Can you really become a millionaire from forex trading?
There are some questions that are frequently asked by novice traders:
Among all the frequent questions, there is one question which is asked by some novice traders more often:
Can I become a millionaire through forex trading?
I have two clear answers for this question and I explain about each of them in details:
- Yes, you can.
- No, you cannot.
Making lots of money through forex trading is completely dependent on some special conditions.
When someone has the proper conditions, he can make millions through forex trading.
When he doesn’t have the proper conditions, he will do nothing but wasting of time and money.
What are those conditions?
You can increase your wealth and become richer through forex trading and become a millionaire or even a billionaire.
However, if you are among those who want to turn a $500 or even a $5000 account into millions, then I have to tell you that you have to be patient enough.
I am not saying that it is impossible to make millions with forex.

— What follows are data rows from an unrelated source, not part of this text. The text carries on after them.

PR #1140, opened 2018-09-11
Switch to https source for HTML audio example

jwhitlock:
The ``http://`` URL results in a mixed content warning when [embedded on MDN](https://developer.mozilla.org/en-US/docs/Web/HTML/Element/audio).

Both links work:

* https://soundbible.com/mp3/Tyrannosaurus%20Rex%20Roar-SoundBible.com-807702404.mp3
* http://soundbible.com/mp3/Tyrannosaurus%20Rex%20Roar-SoundBible.com-807702404.mp3

### DIFF
--- a/live-examples/html-examples/image-and-multimedia/audio.html
+++ b/live-examples/html-examples/image-and-multimedia/audio.html
@@ -8,7 +8,7 @@
     <audio
         id="t-rex-roar"
         controls
-        src="http://soundbible.com/mp3/Tyrannosaurus%20Rex%20Roar-SoundBible.com-807702404.mp3">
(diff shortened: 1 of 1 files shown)


wbamberg:
Thanks @jwhitlock . It looks like this only changes the second link, not the one at line 11.

It's unfortunate that the local server doesn't show us this issue, and that we don't have tests for it, but that's a separate problem.

jwhitlock:
Thanks for the review @wbamberg, I've force-pushed to change both URLs.

I think CSP could help here. The example would break when it goes to production, so that it is fixed when someone embeds it. I'm not sure if CSP is applied for ``http://`` in local development, but if it is, we could find out even sooner.

PR #1141, opened 2018-09-11
Each radio button in the group should have distinct `value` attribute

Konrud:
If you omit the `value` attribute in the HTML tag, the submitted form data assigns the value "on" to the group of the radio buttons, it's not very helpful.


Konrud:
It's fine too, but I think that we should keep all three of them in order to persist the UI balance, 
as almost all examples out there for radio buttons have at least 3 of them.

PR #1142, opened 2018-09-12
Issue#1005 web api examples editor

schalkneethling:
@wbamberg This clean up the interactive examples editor and switching to using BoB for building the interactive examples. Work on the editor, and enabling building Web API type examples happens in the mdn/bob repo.


schalkneethling:
I will address the conflicts and update the PR

schalkneethling:
@wbamberg You will also notice that I am not proposing we merge this directly into master, but instead into a separate webapi-editor branch.

schalkneethling:
@hobinjk you should also have a look over these changes as it might impact your current work. Let me know your thoughts. Thanks!

wbamberg:
Thanks @schalkneethling ! This is a big change, and it would help to get a bit more detail on what the changes are, as I feel I'm lacking context a bit.

As I understand it, the main things here is separating out the source for the examples, which will stay in interactive-examples, from the code to build them and run the editor, which will be in bob. This PR doesn't provide a prototype for the Web API editor, so it should be functionally equivalent to what we had before.

## What's changed

In a bit more detail, I see the following changes in this PR:

* Remove editor code:
    * `_tests_*`
    * `css/*`
    * `js/*`
    * `lib/*`

* changes to `package.json` to build using `mdn-bob`

* changes to all `meta.json` files:
    * remove `baseTmpl`
    * change paths for `cssExampleSrc` and `exampleCode`

* one style change in the live examples source (named color to hex color) 

* `media/*` moved:
    * `media/fonts` to `live-examples/fonts`
    * the rest to `live-examples/media`, 

* Contribution docs moved from `./` to `/project-docs`, plus some doc updates (Markdown syntax changes, and mdn-bob mention added)

## Comments

I don't understand all the infra changes being made here, but I've tried running it and testing out a few examples, and everything seemed to work fine 👍 .

I think it's a little weird moving `media/*` under `live-examples`. Or at least, I think it might be good for the directory structure to distinguish between live example sources and the "assets" that they use, that might be shared across a number of examples. Does that make sense?

If we move the contributing docs we'd need to update the links to them from README. I also worry a bit that we'll break anywhere external that links to them (e.g. places like https://discourse.mozilla.org/t/html-interactive-examples-help-wanted/27966). Perhaps we should leave them in the root?

We'll also need to update the contributing docs to reflect the changes needed to meta.json and any relevant file moves (such as the `media/` move).

There are also some other infra cleanup bits. For example, `./eslintignore` references `./js/`. And some other things that I don't understand well enough to comment on.

What should we do with `all-contributorssrc`? Split it so code contributors are listed in mdn-bob and docs contributors in interactive-examples? Or not worry about it?

schalkneethling:
Thanks for adding all the details @wbamberg - This was an initial push so that I can:

1. Show where I am going with this
2. Get feedback in general
3. Ensure @hobinjk is aware of the changes as it may affect the work he is doing.

I have pushed some updates that adds a super simple WebAPI example. I will spend tomorrow adding the remainder, and also expand on what is changing and how the WebAPI examples might work.

NOTE: The latest here is still missing the console. That is part of the next iteration. This turned out to be a lot more complex than anticipated ;)

live-examples/js-examples/object/meta.json
```diff
@@ -1,148 +1,179 @@
...
-            "fileName": "object-values.html",
-            "title": "JavaScript Demo: Object.values()",
-            "type": "js"
-        }
-    }
-}
+{
+    "pages": {
+        "objectAssign": {
+            "baseTmpl": "tmpl/live-js-tmpl.html",
```
wbamberg: This commit seems to undo the changes that the last commit made to live-examples/js-examples/object/meta.json - so e.g. baseTmpl is reinstated here. Is that intentional?

schalkneethling: Nope, just need to rebase against master to get the latest changes ;)

schalkneethling:
> but maybe we can merge this and fix those as follow ups, if we want people to explore the new editor this week?

Yup, that sounds like a plan to me.

live-examples/js-examples/object/meta.json
schalkneethling: Hmmm, I did a diff between between the `meta.json` in this branch and the one on master and find no difference. Was `baseTmpl` removed here? Perhaps it is still in a PR that needs to be merged? @wbamberg

schalkneethling:
@wbamberg as mentioned via email

Learned a couple of things about ShadowDOM and JavaScript, and had to find a way to work around it for out examples. The tl;dr

Because the HTML is isolated and the CSS scoped to the shadow root, using something like `document.querySelector` will not return anything contained inside the shadowed area. i.e. ShadowDOM is not a document but a document fragment and so, document does not get mapped to the shadow root but, still refer to the parent document.

This means we need to first get at the shadow root, and from there we can then limit out query etc. to only the HTML inside the shadow tree. When I push the new code to the PR you will see what I mean in more detail but, I created a small util function, that is inject prior to the example JS, that simply return the shadow root. This does mean that, instead of for example doing:

```
document.querySelector('header');
```

It now is:

```
let documentRoot = getShadowRoot();
documentRoot.querySelector('header');
```

Also, to avoid accidentally overwriting variables that is in the scope of the entire page/window, we need to wrap our example code in a IIFE.

schalkneethling:
@wbamberg Another thing we need to think about is how to format the output when logging. When doing for example `console.log('header', rootDocument.querySelector('header'));`

I currently just output the `tagName` so:

```
> "header" HEADER
```

That is not extremely useful so, I also highlight the item that was selected as you will see in the current example. We could output the `outerHTML` but, that could fill up the console real quickly.

Would like your(and others') thoughts on this.

With regards to the console, it is still missing the following:

1. Scrolling for overflow content does not work for some odd reason
2. I reckon for the webapi examples it makes sense to set a taller height for the console
3. Missing a clear button to clear the console

live-examples/js-examples/object/meta.json
wbamberg: The first commit in this PR (https://github.com/mdn/interactive-examples/pull/1142/commits/95d94183e7eee55881489623463dd801b80ff0d4) removes `baseTmpl` from all meta.jsons, and adjusts some paths, as far as I can tell (e.g. https://github.com/mdn/interactive-examples/pull/1142/commits/95d94183e7eee55881489623463dd801b80ff0d4#diff-a19506ff399b51802f2918aefbf9d85c).

But the second commit (https://github.com/mdn/interactive-examples/pull/1142/commits/94dbbb194bdf72b5a185214665e38647d6050d90) seems to reinstate `baseTmpl`, and undo the path changes, for live-examples/js-examples/object/meta.json, presumably as a result of the catch-up integration for https://github.com/mdn/interactive-examples/pull/1127 . I assume that's not intentional, so this PR needs to re-remove `baseTmpl` and reapply the path changes for this file?

schalkneethling: You are indeed correct. Let me have a look at those. It was definitely a copy/paste manual merge thing. Thanks @wbamberg

schalkneethling:
@wbamberg Ok, this has been updated. I also found a bug in the JS examples build, so also pushed a new version of Bob.

wbamberg:
Thanks for the updates @schalkneethling ! 

> Another thing we need to think about is how to format the output when logging. When doing for example console.log('header', rootDocument.querySelector('header'));

Why not do the same as the JS console? In that case, for this example it would log:

```
> [object HTMLHeaderElement]
```

(or something). In this case I would probably make the example log `header.textContent` or something like that.

schalkneethling:
@wbamberg 

> Why not do the same as the JS console? In that case, for this example it would log:

Oh we could totally do that. I was thinking we might want that formatted a bit more. But having some best practices as to what to log, would be even better. Let me fix that in Bob.

wbamberg:
> When I push the new code to the PR you will see what I mean in more detail but, I created a small util function, that is inject prior to the example JS, that simply return the shadow root. 

I don't think I like having to have this in the example code. It obscures the point of the example and exposes the internal machinery of the editor. Is it possible somehow to have the editor take care of this, and let the example just use the global objects? 

> Also, to avoid accidentally overwriting variables that is in the scope of the entire page/window, we need to wrap our example code in a IIFE.

Similarly, could the editor take care of this? It seems weird to add the IIFE in the example, which should demonstrate the API as cleanly as possible.

wbamberg:
> Oh we could totally do that. I was thinking we might want that formatted a bit more. But having some best practices as to what to log, would be even better. Let me fix that in Bob.

Yes, it would be even better to be able to share the console code, which IIRC is a bit complicated.

schalkneethling:
@wbamberg Agree on both points.

1. One the first one, not sure really.... Let me ponder this for some time ;)
2. I can surely make this happen

schalkneethling:
> Yes, it would be even better to be able to share the console code, which IIRC is a bit complicated.

Yup, currently it is being shared.

schalkneethling:
Ok Bob updated to address the output. This now matches the JS editor. Also updated the current WebAPI example. Allowing `console.log` in eslint, just because all of the examples use it, and it gets annoying when the editor complains about it ;)

Todo:

1. Scrolling for overflow content does not work for some odd reason
2. I reckon for the webapi examples it makes sense to set a taller height for the console
3. Missing a clear button to clear the console
4. Let me ponder this for some time ;)
5. I can surely make this happen

schalkneethling:
@wbamberg Yup, this is fixed but I still need to update.

schalkneethling:
Updated to BoB 1.1.7 - Only items remaining are:

1. Let me ponder this for some time ;) aka

>I don't think I like having to have this in the example code. It obscures the point > of the example and exposes the internal machinery of the editor. Is it possible somehow to have the editor take care of this, and let the example just use the global objects?

2. I can surely make this happen, aka

> Similarly, could the editor take care of this? It seems weird to add the IIFE in the example, which should demonstrate the API as cleanly as possible.

schalkneethling:
@wbamberg The only item remaining here now is:

1. Let me ponder this for some time ;) aka

> I don't think I like having to have this in the example code. It obscures the point of the example and exposes the internal machinery of the editor. Is it possible somehow to have the editor take care of this, and let the example just use the global objects?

Anything is possible in this world.
However, you have to be patient, because it can’t be done overnight, or even in one year.
You will be faced with some challenges that finding a good broker that doesn’t cheat you is the biggest one.
Many forex brokers (market maker brokers) don’t let you grow your account consistently, because in most cases, your profit is their loss.
Forex is not a get-rich-quick scheme
It is not too easy to make a living through currency trading. Someone has to teach you the right techniques, otherwise you can’t get anywhere on your own.
It is the same with the stock trading and all other kinds of tradings and investments.
To make money consistently through forex trading and maybe to become a millionaire finally, you have to pass some important stages.
There are so many jobs that you can follow and become a millionaire.
It is not the job that has to make you a millionaire.
It is “you” who has to follow the job properly to become a millionaire.
For example, there are so many millionaire real estate agents and brokers in big cities like new york.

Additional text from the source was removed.